Bu fikri geliştiren Banting, Frederick Miller’ın önerisiyle konuyu, Toronto Üniversitesi’nde laboratuvar başkanı olan John Macleod ile paylaştı. Ancak Macleod, daha önce pek çok araştırmacının başarısız olduğunu ileri sürerek Banting’in fikrine başta şüpheyle yaklaştı. Ancak Banting pes etmedi. Aylar süren ısrar ve ikna çabalarının ardından Macleod, sonunda ona laboratuvarını, deneylerde kullanması için 10 köpek ve bir asistan tahsis etmeye razı oldu. Bu genç asistan, tarihin akışını değiştirecek kişi olacaktı: 22 yaşındaki Charles Best.

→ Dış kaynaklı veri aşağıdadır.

PR #252, opened 2017-10-30
Fix WorldInteractiveMarkerViewer bug when removing Skeletons

brianhou:
If a `Skeleton` is removed and a new `Skeleton` with the same name is added quickly enough (before the viewer refreshes and removes the original `Skeleton`), the new `Skeleton` is not visualized. This PR fixes this bug by using the actual `SkeletonPtr` as the key in `WorldInteractiveMarkerViewer`, rather than its name.

At some point, we could fix this by registering callbacks to `World` that are called when adding or removing `Skeleton`s.

***

### DIFF
--- a/include/aikido/planner/World.hpp
+++ b/include/aikido/planner/World.hpp
@@ -39,6 +39,11 @@ public:
   /// \param name Name of desired Skeleton
   dart::dynamics::SkeletonPtr getSkeleton(const std::string& name) const;
 
+  /// Find a Skeleton by Skeleton, returning null if it is not in the World
+  /// \param skel Desired Skeleton
+  dart::dynamics::SkeletonPtr getSkeleton(
+      const dart::dynamics::SkeletonPtr skel) const;
+
   /// Get the number of Skeletons
   std::size_t getNumSkeletons() const;
 
--- a/include/aikido/planner/World.hpp
+++ b/include/aikido/planner/World.hpp
@@ -39,10 +39,10 @@ public:
   /// \param name Name of desired Skeleton
   dart::dynamics::SkeletonPtr getSkeleton(const std::string& name) const;
 
-  /// Find a Skeleton by Skeleton, returning null if it is not in the World
+  /// Returns true if the Skeleton is in this World.
   /// \param skel Desired Skeleton
-  dart::dynamics::SkeletonPtr getSkeleton(
-      const dart::dynamics::SkeletonPtr skel) const;
+  /// \return True if succeeded to find the Skeleton
+  bool hasSkeleton(const dart::dynamics::SkeletonPtr& skel) const;
 
   /// Get the number of Skeletons
   std::size_t getNumSkeletons() const;
--- a/include/aikido/rviz/WorldInteractiveMarkerViewer.hpp
+++ b/include/aikido/rviz/WorldInteractiveMarkerViewer.hpp
@@ -38,8 +38,8 @@ protected:
   /// Thread target for auto-updating the viewer
   void autoUpdate();
 
-  /// Mapping of Skeleton names to SkeletonMarkers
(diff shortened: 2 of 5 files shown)


include/aikido/planner/World.hpp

İnsülinin Zaferi: İlk Deneyler ve Diyabetin Kaderini Değiştiren Tedavi
Banting ve Best, teorilerini test etmek için bazı köpeklerin pankreas kanallarını bağladılar. Böylece, protein sindirim enzimlerini üreten hücrelerin ölmesi ve yalnızca Langerhans adacıklarının hayatta kalması sağlandı.
Bu işlemin ardından, yalnızca bu adacıkların kaldığı pankreaslardan insülini izole etmeyi başardılar. Sonrasında, pankreası tamamen çıkarılmış köpeklere bu özütü enjekte ettiler ve kan şekerlerinin düştüğünü gözlemlediler.

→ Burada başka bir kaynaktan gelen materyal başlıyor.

PR #258, opened 2017-11-17
Disable CI tests on macOS

jslee02:
Currently, Travis CI tests on macOS almost always timeout. This PR disables it as we don't have any actual use AIKIDO on macOS.

***

- [x] Format code with `make format` (N/A)

- [x] Set version target by selecting a milestone on the right side (N/A)


jslee02:
[It seems simply setting the Travis CI compiler configuration to Clang doesn't use Clang](https://travis-ci.org/personalrobotics/aikido/jobs/304013580#L3157-L3158). Probably this is related to the fact that we use docker image, and changing the compiler configuration doesn't affect on the default compiler of the docker image.

In this RP, I would like to remove testing AIKIDO using Clang. We might add it back with proper setting in a separate PR if necessary.

brianhou:
That seems somewhat strange; shouldn't we be able to set the `CMAKE_CXX_COMPILER` option via `CATKIN_CONFIG_OPTIONS`?

Issue #325, opened 2019-11-12
plot.netsim default color specification


smjenness:
@connor-vanmeter would you please work on this in the next couple weeks?

There is a problem that the default colors for the mean lines and quantile bands do not show up when we explicitly specify the plot output with `y` when that output length is greater than 3 variables. The plot palettes should draw the the longer vector of palette colors in cases where the user wants to plot 4 or more variables in a single plot.

Case below:

```r
nw <- network.initialize(n = 100, directed = FALSE)
formation <- ~edges
target.stats <- 50
coef.diss <- dissolution_coefs(dissolution = ~offset(edges), duration = 20)
est1 <- netest(nw, formation, target.stats, coef.diss, verbose = FALSE)

# Epidemic model
param <- param.net(inf.prob = 0.3)
init <- init.net(i.num = 10)
control <- control.net(type = "SI", nsteps = 100, nsims = 5, verbose.int = 0)
mod1 <- netsim(est1, param, init, control)

# Four variables are able to be plotted, but the final si.flow does not display
mod1
plot(mod1, y = c("s.num", "i.num", "num", "si.flow"), legend = TRUE)

# Here we explicitly specify the plot colors, and all four variables display
plot(mod1, y = c("s.num", "i.num", "num", "si.flow"), mean.col = 1:4, qnts.col = 1:4, legend = TRUE)
```

connor-vanmeter:
Sure Sam, will get started on it

smjenness:
Closed with #327

PR #327, opened 2019-11-15
Update plot.R - plot.netsim color palette

connor-vanmeter:
The plot.netsim function originally displayed three specified plot variables when mean.col and qnts.col were not user-specified due to hardcoding of the color palette for three colors.
Combined "Set1", "Set2", and "Set3" color brewer palettes for the fix to allow the max number of plotted variables to be 29 when user does not specify mean.col or qnts.col.

Resolves Issue #325

### DIFF
--- a/R/plot.R
+++ b/R/plot.R
@@ -2214,8 +2214,11 @@ plot.netsim <- function(x, type = "epi", y, popfrac = FALSE, sim.lines = FALSE, 
     ## Color palettes ##
 
     # Main color palette
-    bpal <- brewer.pal(3, "Set1")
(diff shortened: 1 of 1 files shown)


andsv2:
This all works on my side locally. I don't think I have the ability to merge though.

My only comment would be, is there anyway to base the number of colors pulled to be based on the number of stats requested? Instead of hardcoding a pool of around 30 colors I mean (though I agree that no one is likely to go beyond that).

smjenness:
I think Conor's approach of combining the three palettes should be fine, even if there are some colors that we do not end up using in the combined palette.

Ancak, bilim dünyasında ilk deneyler tek başına yeterli kanıt oluşturmazdı. Macleod, sonuçlardan tam olarak emin değildi ve deneylerin tekrar edilmesini talep etti. Bunun üzerine, biyokimyacı James Collip araştırma ekibine katıldı. Collip, insülinin daha saf bir formunu üretmek için çalışmalara başladı. İkinci kez yapılan deneyler de başarılı oldu. Ekip, bu yöntemi daha da geliştirerek, hayvanlar üzerinde pankreas kanallarını bağlama işlemine gerek kalmadan, kesilmiş danaların pankreasından da insülin elde etmeyi başardı.

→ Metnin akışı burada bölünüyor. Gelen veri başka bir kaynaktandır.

PR #350, opened 2020-03-19
Proposition: Harmonize netsim and allow raw outputs

AdrienLeGuillou:
Create a `process_out.net` function taking a list of `dat` object and
outputing a formatted `netsim` object. This allows harmonizing how the
mono and multicore version of `netsim` produce output.

In addition, a `raw_output` parameter is added to `netsim` (with default
== FALSE). If set to `TRUE`, a list of `dat` object is outputted instead
of a formatted `netsim` object.

Explanation:

The first part of the commit is a simplification of the code. The second part makes it easier to debug `netsim` as you can study the internal data. Furthermore, this could simplify greatly some checkpointing capabilities present in EpiModelHPC that for now require to deconstruct the processed output.

This is purely a proposition and comments are welcome


smjenness:
@AdrienLeGuillou please update from latest branch merge and address merge conflicts. Also please provide a minimal example demonstrating this new functionality.

AdrienLeGuillou:
exemple:

``` r
devtools::load_all()

nw <- network.initialize(n = 100, directed = FALSE)
nw <- set.vertex.attribute(nw, "race", rbinom(50, 1, 0.5))
est <- netest(nw, formation = ~edges + nodematch("race"), target.stats = c(25, 10),
              coef.diss = dissolution_coefs(~offset(edges), 10, 0),
              verbose = FALSE)


param <- param.net(inf.prob = 0.3, act.rate = 0.5)
init <- init.net(i.num = 10)
control <- control.net(type = "SI", nsims = 6, ncores = 2,
                       nsteps = 100, verbose = FALSE)

# Using the same syntax as before: same output as before
mod_orig <- netsim(est, param, init, control)

# Adding the new `raw_output` parameter
mod_raw <- netsim(est, param, init, control, raw_output = TRUE)

# mod_raw is a list of `dat` object
str(mod_raw[[1]], max.level = 1)
## List of 10
##  $ param    :List of 4
##   ..- attr(*, "class")= chr [1:2] "param.net" "list"
##  $ init     :List of 1
##   ..- attr(*, "class")= chr [1:2] "init.net" "list"
##  $ control  :List of 36
##   ..- attr(*, "class")= chr [1:2] "control.net" "list"
##  $ attr     :List of 6
##  $ stats    :List of 2
##  $ temp     :List of 2
##  $ nw       :List of 5
##   ..- attr(*, "class")= chr [1:2] "networkDynamic" "network"
##   ..- attr(*, "formation")=Class 'formula'  language nw ~ edges + nodematch("race")
##   .. .. ..- attr(*, ".Environment")=<environment: 0x55fb6b0b2130> 
##   ..- attr(*, "dissolution")=Class 'formula'  language nw ~ offset(edges)
##   .. .. ..- attr(*, ".Environment")=<environment: 0x55fb6b0ab090> 
##   ..- attr(*, "monitor")=Class 'formula'  language nw ~ edges + nodematch("race")
##   .. .. ..- attr(*, ".Environment")=<environment: 0x55fb6b0a5e20> 
##   ..- attr(*, "stats")= 'mcmc' num [1:100, 1:2] 46 46 44 43 42 39 39 43 39 37 ...
##   .. ..- attr(*, "dimnames")=List of 2
##   .. ..- attr(*, "mcpar")= num [1:3] 1 100 1
##   ..- attr(*, "coef.form")= Named num [1:2] -7.307 -0.387
##   .. ..- attr(*, "names")= chr [1:2] "edges" "nodematch.race"
##   ..- attr(*, "coef.diss")= num 2.2
##   ..- attr(*, "constraints")=Class 'formula'  language ~.
##   .. .. ..- attr(*, ".Environment")=<environment: 0x55fb6b09f100> 
##   ..- attr(*, "changes")= num [1:583, 1:4] 1 1 1 1 1 1 1 1 1 2 ...
##   .. ..- attr(*, "dimnames")=List of 2
##  $ nwparam  :List of 1
##  $ epi      :List of 4
##  $ nw.update:List of 1

# The processing of the list can be done outside the function
mod_processed <- process_out.net(mod_raw)

# Also works on a subset of the simulation
mod_sub <- process_out.net(mod_raw[2:4])
```

AdrienLeGuillou:
already with only this change, it becomes super easy to restart a simulation from a `dat` object and I would like to implement other convenience functions to make it even simpler. This way EpiModel could handle stoping and restarting simulations without the help of EpiModelHPC and it would provide more flexibility as the user could inspect the `dat` objects any time he wants.

``` r
dat <- mod_raw[[1]]

dat$control$initialize.FUN <- function(dat, ...) return(dat)
dat$control$start <- dat$control$nsteps + 1
dat$control$nsteps <- dat$control$nsteps + 100
EpiModel:::netsim_loop(dat, dat$param, dat$init, dat$control, 1)
```

smjenness:
Will this avoid the need to have a separate function for the initialization module when we want to "reinitialiize". 

For example, in core EpiModel, do we need changes here:
https://github.com/statnet/EpiModel/blob/master/R/net.mod.init.R#L80-L91

And in EpiModelHIV, do we need changes here:
https://github.com/statnet/EpiModelHIV/blob/CombPrev/R/mod.initialize.R#L303-L342

Also, I think I would prefer the raw_output setting to be embedded within the control settings. If you think there is a case for it as a top-level argument to netsim, tell me why.

AdrienLeGuillou:
My idea would be in the end to have a way to restart without anything but `dat` and `at`. So yes `reinit` would not be necessary anymore.

With the code here, nothing needs to change. I made sure that if we run `netsim` as before, the outputs stay the same and nothing needs to be changed. 

Overall, I think it would be good to have some low level flexible functions to easily tackle problems such as checkpointing, parallelization in a variety of different environments and anything an advanced user might want to do. But in the meantime, I believe it is important to keep the  "frontend" functions like `netsim` as similar as possible to what we have now in terms of inputs and outputs.  

No problem with it being in the `control` object, making the changes now.

martinamorris:
This sounds great.

smjenness:
@AdrienLeGuillou It looks like you removed raw_output from the netsim arguments, but then did not add it to the control.net arguments. Let's explicitly list it there with a default of FALSE.

Also, can you remove this reinit functionality from the init mod, since it's no longer needed?

Finally, I feel like process_out.net should only accept a full netsim class object (or maybe we create a class, netsim_raw for pre-processed output, and then the class changes to netsim after processing) and then it should have an argument, sims, to specify which subset of simulations to process. What do you think?

AdrienLeGuillou:
Argument added to control.net.

For reinit functionality, I don't think that these modifications alone are enough to remove the current functionalities without breaking the current usage. 

Not sure I understand what you mean. I feel that if process_out.net accepts only `netsim` objects, then it does the same thing as `merge.out` and requires the `dat` object to be modified before being passed to it. But the main idea is to have a way to get the unmodified `dat` at the end without disturbing the current `netsim` functionalities.

I think this PR should not be included in the next release of EpiModel. But if the idea in general to have more low-level functions to address the issues mentioned above are of interest to you, I can make a draft of the full set of additions I envision and what problem/limitation they would solve so we can discuss that together before I implement a more comprehensive patch. What do you think?

smjenness:
Ok, I'll merge this PR now and we can discuss broader API changes related to this next week! Thanks!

Artık teorileri, yalnızca laboratuvarda değil, gerçek bir hasta üzerinde de test edilmeye hazırdı. Ocak 1922’de, Banting ve ekibi insülinin ilk defa bir insana enjekte edilmesine karar verdi. İlk hasta, 14 yaşındaki Leonard Thompson’dı. Genç çocuk, diyabet nedeniyle hızla ölüme yaklaşan bir hastaydı ve artık başka hiçbir çaresi kalmamıştı. İlk enjeksiyondan sonra, kan şekeri seviyesi düştü ancak vücudu, insülinin safsızlıkları nedeniyle şiddetli bir alerjik reaksiyon gösterdi. Tedavi, beklenmeyen yan etkiler nedeniyle durduruldu.

Kanadalı bilim insanları Frederick Banting (sağda) ve Charles Best, insülini ilk kez başarıyla izole etmelerinden üç yıl sonra, yaklaşık 1924 yılı. (Görsel: Toronto Üniversitesi, Thomas Fisher Nadir Kitaplar Kütüphanesi izniyle)
Bu başarısızlık, ekibi yıldırmadı. Yalnızca 12 gün sonra, Collip insülinin saflaştırma sürecini geliştirdi ve Leonard’a ikinci bir enjeksiyon yapıldı. Bu kez hiçbir yan etki görülmedi ve kan şekeri seviyesi istikrarlı bir şekilde düştü. Leonard Thompson, diyabetin ölümcül etkisinden kurtulan tarihteki ilk insan oldu.
Banting ve ekibi, çığır açan bulgularını kısa süre sonra Kanada Tıp Birliği Dergisi’nde (Journal of the Canadian Medical Association) yayımladı. İnsülin artık yalnızca bir teori değil, diyabet hastalarının yaşamını kurtaran bir gerçeklikti.